An accelerated recovery in energy demand from the covid-lows coupled with inadequate supply expansion in 2021 vaulted prices to record highs, sending shockwaves through the global economy. Domestic industries are already paying higher prices for LNG imported under long-term contracts where rates are linked to crude oil and have sharply cut purchases from the spot market where prices have been berserk for months.
But the most dramatic fallout will unfold in April when the government revises domestic price of natural gas, which industry executives and analysts expect to rise from the current $2.9 to $6-7 per mmBtu. The price ceiling for gas from deep-sea fields will rise from $6.13 to about $10, as per Reliance Industries, which is also auctioning some gas next month from a field with no price restrictions and has set a floor rate linked to crude oil that at at current prices would be about $14 per mmBtu.

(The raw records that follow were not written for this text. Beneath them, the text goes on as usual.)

Issue #177, opened 2014-12-02
Set field dirty and not valid


jdgblinq:
I need to be able to set a field as $dirty = true and $setValidity(e,false), as per this guide: http://fdietz.github.io/recipes-with-angular-js/backend-integration-with-ruby-on-rails/validating-forms-server-side.html

How do I do that with angular-schema-form? I see how to set the form as $dirty, but how do I set an individual field?

Thanks

rhelgeby:
Exposing $$key$$ and setting the name attribute like you did would be useful by itself. Then, in the submit callback we will be able to call myForm['fieldName'].$setValidity(...).

davidlgj:
@jdgblinq I agree that model[key + '_error'] looks a bit hackish :-) I'll try to get time to check out the PR today or tomorrow

PR #178, opened 2014-12-03
Provide tools to allow user to set field dirty and not valid, providing

jdgblinq:
dynamic error message.

[#177]

To summarize:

Domestic natural gas prices are determined every April and October as per a formula fed by price data from international hubs. April price will be based on international prices from Jan to Dec 2021.
Every dollar rise in domestic natural gas price would require an increase in the price of CNG by ₹4.5 per kg, according to AK Jana, managing director of Indraprastha Gas Ltd. This means a CNG price hike of roughly ₹15 per kg.
"For CNG vehicles, the cost arbitrage with petrol is currently around 55%. If petrol prices keep rising, arbitrage will be maintained. But if oil prices stop rising or fall, it will be different. If the cost arbitrage is 40% or more, the conversion to CNG may not be affected," said Jana.